Cell-attached GPMVs can laterally segregate into coexisting fluid phases. (A, C, and D) RBL cells treated with 4% (vol/vol) ethanol. Cells containing fluorescent membrane probes show formation of large GMPVs attached to the cell bodies by superposition of CM or two-photon microscopy image z-stacks. (A) Cell expressing geranylgeranyl-EGFP (GG-GFP) with attached GPMV measured by CM-imaged stack at ≈23°C. Note the absence of internal membranes within the GPMV and significant partitioning of GG-GFP into the GPMV compared with the cell body structures. (B) CM images of an NIH 3T3 GPMV incubated at room temperature with 1% (vol/vol) DMSO and R-DOPE, showing large-scale fluid/fluid phase coexistence similar to the RBL cells. (C and D) Two-photon microscopy images of a cell-attached GPMV colabeled with the membrane markers Nap (C) and R-DOPE (D), imaged at 5°C. Note their contrasting wavelength-selected labeling of the separated phases. Cell bodies show large fluorescence (attenuated here) due to internalized membrane probes. (Scale bars, 5 μm.)

Fig. 2.

Plasma membrane lipids and lipid fluorophores in GPMVs demonstrating characteristic phase preferences resembling the L_o/L_d partitioning behavior in model membranes. GPMVs, all prepared by formaldehyde/DTT treatment of RBL cells, were colabeled by Nap, R-DOPE, or DiIC16 and by A488-CTB bound to GM₁ or A568-annexin V bound to phosphatidylserine.
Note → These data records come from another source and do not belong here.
PR #1508, opened 2024-03-21
Fix PHP notice when $rule is not a valid array

jakejackson1:
## Description

Return early when $rule is not an array.

Had use report of the following PHP warning showing multiple times in their PDF document:

```
Warning: Trying to access array offset on value of type null in /wp-content/plugins/gravity-forms-pdf-extended/src/Controller/Controller_Form_Settings.php on line 346
```

## Testing instructions
The only way I could replicate this was by using a filter to modify the rule:

```
add_filter( 'gform_rule_pre_evaluation', function ( $rule ) {
	return null;
} );
```

The PR fixes the Gravity PDF-related errors. But if you use the filter, it does cause other errors to be triggered in the PDF by Gravity Forms. It's a case of bad input/bad output, so fixing the input problem (removing the bad filter) is the way forward.

## Checklist:
- [x] I've tested the code.

### DIFF
--- a/README.txt
+++ b/README.txt
@@ -109,6 +109,7 @@ Gravity PDF can be run on most modern shared web hosting without any issues. It 
 
 = 6.9.1 =
 * Security: Disable the Signed URL feature in the [gravitypdf] shortcode when a URL parameter provides the entry ID (e.g. Page Confirmations)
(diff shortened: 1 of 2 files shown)


jakejackson1:
TODO: replicate the issue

Images are equatorial CM sections obtained at ≈23°C. (A) GPMVs colabeled with Nap and R-DOPE show contrasting partitioning. (B) GPMVs colabeled with CTB and R-DOPE show contrasting partitioning. (C) GPMVs colabeled with CTB and DiI C16:0 show contrasting partitioning. (D) CTB/annexin V-colabeled GPMV shows contrasting partitioning, indicating that annexin V labels an L_d-like phase.

Fig. 3.

GPMVs reveal membrane protein phase preferences in detergent-free GPMVs. Fluorescence images of equatorial confocal sections through GPMVs comparing the fluid phase partitioning of membrane-associated proteins (left column) to the lipid probes R-DOPE and CTB bound to GM₁ (right column). All GPMVs were prepared by formaldehyde/DTT treatment of RBL cells and imaged at ≈23°C. (A) GPI-anchored protein Thy-1 labeled with A488-anti-Thy1 mAb is preferentially in L_o phase, showing fluorescence in regions contrasting to R-DOPE partitioning in the L_d-like phase. (B) Lyn-GFP partitions preferentially into the L_d-like phase, in contrast with the CTB-labeled L_o-like phase. (C) PM-GFP partitions strongly into the L_d-like phase, in contrast to the CTB-enriched phase, in a cell-attached GPMV. (D) GG-GFP partitions preferentially into the L_d-like phase, complementary to CTB. (E) FcεRI labeled with A488-IgE partitions into the L_d-like phase colabeled with R-DOPE. (F) FITC-Con A labels glycoproteins and glycolipids that preferentially cosegregate with the L_d phase marker R-DOPE. (G) A significant fraction of Con A receptors populate GPMVs, compared with those in the attached cell. (Scale bar, 5 μm.)